The estimation is part of the board’s report submitted to the Ministry of Transport on a survey and preparation for a pre-feasibility study of the mammoth railway project. The board said it had worked with authorities in the six provinces and cities the project would go through - HCMC, Binh Duong, Long An, Tien Giang, Vinh Long, and Can Tho.

At present, Vietnam’s North-South national railway ends in HCMC and the Mekong Delta region does not have access to railroads. The national Hanoi-HCMC railway uses a track gauge of about one meter which has been in use for more than 100 years. Therefore, there are no high-speed trains and the system is a single-track network.
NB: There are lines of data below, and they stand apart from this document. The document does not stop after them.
PR #357, opened 2024-12-19
Implementation of .NET packages.config extractor and fixes

Octaviusss:
Pull request for the .NET packages.config extractor.
Implemented:

Extractor implementation for package.config;
Unit test implementation for extractor:
Integration of the extractor in the main tool;
Fixes from the .NET PR #355.


extractor/filesystem/language/dotnet/packagesconfig/testdata/valid
vpasdf, line 1: QQ: Are those files always that small? In case they can get more complex, please add a bit more complex case. If not, this is fine

vpasdf (approved):

vpasdf (changes requested):
Usually each result type of plugins has their own metadata struct. This is used in some use cases of Scalibr to distinguish result types

So you either add a metadata proto for .net. Then you need to update proto.go and scanresult proto. This is used in some programs to differentiate different result types. It's also recommended to have all necessary information in metadata for matching.

Or you don't, then that change is not required.

vpasdf:
re binary/proto/proto.go (idk how to respond to my own comment above)

So you either add a metadata proto for .net. Then you need to update proto.go and scanresult proto. This is used in some programs to differentiate different result types. It's also recommended to have all necessary information in metadata for matching.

Meanwhile, the proposed HCMC-Can Tho railway would be a high-speed route, using an international track gauge of 1,435 millimeters. The proposal says the project, being double-track instead of single-track, would operate both passenger and freight trains, with 15 stations and 11 maintenance and repair stations on the route.

For passenger trains, the designed maximum speed is 190km/h but the real speed would be below that. Meanwhile, freight trains would run below 120km/h.

A bullet train in Japan. Photo courtesy of Kyodo News Agency.

The proposal says the project, in terms of investment, would undergo a public-private partnership (PPP) form. Accordingly, the government would pay for site clearance, and private investors would mobilize capital for construction, trial runs, and delivery to the government via a build-transfer-lease (BTL) contract. The private investors would lease the railway to the project operator in 30 years.

According to the Railway Project Management Board, the costing is just an estimate, which may see further updates or adjustments during later stages.

The Ministry of Transport expects that all preparatory work for the huge project will be completed before 2025, with construction to begin before 2030.